__AIM OF THE EXERCISE__. Line by line, print the records exactly.

__Records drawn from a dataset__.

PR #17131, opened 2021-09-08
Merge editorialized release notes for 18.2

mokagio:
Please forgive the long commit history. I was curious to try my `msgid` fix, which is merged in the release toolkit `develop` but hasn't been release yet, in another codebase but pointed to `trunk` instead of `develop` and, because `update_appstore_strings` pushes, I didn't have a chance to rebase the mistake away. FWIW, 69e4335 and confirm 7b3ecb5 one more time that the fix is legit.

### DIFF
--- a/Gemfile.lock
+++ b/Gemfile.lock
@@ -1,3 +1,22 @@
+GIT
+  remote: git@github.com:wordpress-mobile/release-toolkit
+  revision: 964e732e2996730beb04953a6a0299437ed99c5e
+  branch: trunk
+  specs:
+    fastlane-plugin-wpmreleasetoolkit (1.4.0)
+      activesupport (~> 5)
+      bigdecimal (~> 1.4)
+      chroma (= 0.2.0)
+      diffy (~> 3.3)
+      git (~> 1.3)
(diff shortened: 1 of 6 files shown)


Gemfile.lock
```diff
@@ -245,13 +245,13 @@ GEM
...
     netrc (0.11.0)
-    nokogiri (1.12.3)
+    nokogiri (1.12.4)
       mini_portile2 (~> 2.6.1)
       racc (~> 1.4)
     octokit (4.21.0)
       faraday (>= 0.9)
       sawyer (~> 0.8.0, >= 0.5.3)
-    oj (3.13.1)
+    oj (3.13.4)
```
mokagio, line 254: These gems patch version changes are a byproduct of my dance with the release toolkit version. They snuck in there because I had to go through two versions, so instead of `git revert` two commits I manually rolled back the `Pluginfile` and run `bundle update fastlane-plugin-wpmreleasetoolkit`. 

I don't think they present any issue, so I decided not to spend any extra time to amend them.

oguzkocer (approved):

__ANSWER BOX__.
PR #17131, opened 2021-09-08
Merge editorialized release notes for 18.2

mokagio:
Please forgive the long commit history. I was curious to try my `msgid` fix, which is merged in the release toolkit `develop` but hasn't been release yet, in another codebase but pointed to `trunk` instead of `develop` and, because `update_appstore_strings` pushes, I didn't have a chance to rebase the mistake away. FWIW, 69e4335 and confirm 7b3ecb5 one more time that the fix is legit.

### DIFF
--- a/Gemfile.lock
+++ b/Gemfile.lock
@@ -1,3 +1,22 @@
+GIT
+  remote: git@github.com:wordpress-mobile/release-toolkit
+  revision: 964e732e2996730beb04953a6a0299437ed99c5e
+  branch: trunk
+  specs:
+    fastlane-plugin-wpmreleasetoolkit (1.4.0)
+      activesupport (~> 5)
+      bigdecimal (~> 1.4)
+      chroma (= 0.2.0)
+      diffy (~> 3.3)
+      git (~> 1.3)
(diff shortened: 1 of 6 files shown)


Gemfile.lock
```diff
@@ -245,13 +245,13 @@ GEM
...
     netrc (0.11.0)
-    nokogiri (1.12.3)
+    nokogiri (1.12.4)
       mini_portile2 (~> 2.6.1)
       racc (~> 1.4)
     octokit (4.21.0)
       faraday (>= 0.9)
       sawyer (~> 0.8.0, >= 0.5.3)
-    oj (3.13.1)
+    oj (3.13.4)
```
mokagio, line 254: These gems patch version changes are a byproduct of my dance with the release toolkit version. They snuck in there because I had to go through two versions, so instead of `git revert` two commits I manually rolled back the `Pluginfile` and run `bundle update fastlane-plugin-wpmreleasetoolkit`. 

I don't think they present any issue, so I decided not to spend any extra time to amend them.

oguzkocer (approved):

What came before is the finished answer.